Note that dynamic stretching should not be confused with old-fashioned ballistic stretching (remember the bouncing toe touches from PE classes?). Dynamic stretching is controlled, smooth, and deliberate, whereas ballistic stretching is uncontrolled, erratic, and jerky. Although there are unique benefits to ballistic stretches, they should be done only under the supervision of a professional because, for most people, the risks of ballistic stretching far outweigh the benefits.

Passive Stretching

Passive stretching means you’re using some sort of outside assistance to help you achieve a stretch. This assistance could be your body weight, a strap, leverage, gravity, another person, or a stretching device. With passive stretching, you relax the muscle you’re trying to stretch and rely on the external force to hold you in place. You don’t usually have to work very hard to do a passive stretch, but there is always the risk that the external force will be stronger than you are flexible, which could cause injury.

Active Stretching

Active stretching means you’re stretching a muscle by actively contracting the muscle in opposition to the one you’re stretching. You do not use your body weight, a strap, leverage, gravity, another person, or a stretching device. With active stretching, you relax the muscle you’re trying to stretch and rely on the opposing muscle to initiate the stretch. Active stretching can be challenging because of the muscular force required to generate the stretch but is generally considered lower risk because you are controlling the stretch force with your own strength rather than an external force.

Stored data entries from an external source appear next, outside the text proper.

PR #461, opened 2020-12-19
Minor inference and specialization improvements

timholy:


src/utils.jl
```diff
@@ -123,9 +123,12 @@ end
...
 function scopename(tn::TypeName)
     modpath = Base.fullname(tn.module)
-    return Expr(:., _scopename(modpath...), QuoteNode(tn.name))
+    if isa(modpath, Tuple{Symbol})
+        return Expr(:., modpath[1], QuoteNode(tn.name))
+    else
+        return Expr(:., _scopename(modpath...), QuoteNode(tn.name))
+    end
 end
-_scopename(sym) = sym
```
aviatesk, line 128: Just to check my understanding, does this change reduce a chance of (unused) specialization, right ? (maybe otherwise `_scopename(parent, child, rest...) = Expr(:., parent, _scopename(child, rest...))` can recur back into this method ?)

aviatesk (approved):

src/utils.jl
timholy: It was more that attempts to call `_scopename(sym)` were being implemented by runtime-dispatch. Now that I think about it, that would also be true of longer module paths: the length of `modpath` is not inferrable. I should rewrite this so it never dispatches to anything. (later, busy with other things now)

timholy:
Woot, with these changes here and a couple in LoweredCodeUtils & Revise, I've gotten the time for first revision down to 1.6s, about half of where it was a week ago. (xref https://github.com/JuliaLang/julia/pull/38906) A lot of this is just me playing with the new SnoopCompile tools and giving a workout, wanting to make sure that they actually work to discover things that help latency. But certainly nice to have on their own.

Every stretch is static or dynamic and passive or active, as illustrated in the examples shown in table 1.1.



You might hear or read about other techniques and terms used in stretching (especially by coaches and athletes), such as proprioceptive neuromuscular facilitation (PNF) stretching or active isolated stretching. These techniques are all simply variations of these four types of stretches.

Most of the stretches you see and do are likely static-passive stretches. Static-passive stretches are the most common stretches and the easiest to perform. If executed with good technique, these stretches are effective in improving flexibility and range of motion.

However, most experts now agree that although static-passive stretches have many benefits, it’s best to do more dynamic-activestretches. Because dynamic-active stretches require you to use and build your own strength while moving through the stretch, they are more helpful for improving functional movements used in everyday life and in sports. In addition, because dynamic-active stretches are movement oriented, these stretches can help generate heat, which can make the muscles more pliable. Finally, evidence suggests that because dynamic-active stretches require muscle activation and contraction, the muscles being stretched are triggered to relax even more than they might during a static-passive stretch, thereby reducing the risk of injury while increasing the functional benefit.

This does not mean you should avoid or minimize static-passive stretching. Just be aware that there appear to be quite a few advantages and benefits to dynamic-active stretching and that you should include these types of stretches as often as is comfortably and conveniently possible for you.

Read more about Full-Body Flexibility, Second Edition.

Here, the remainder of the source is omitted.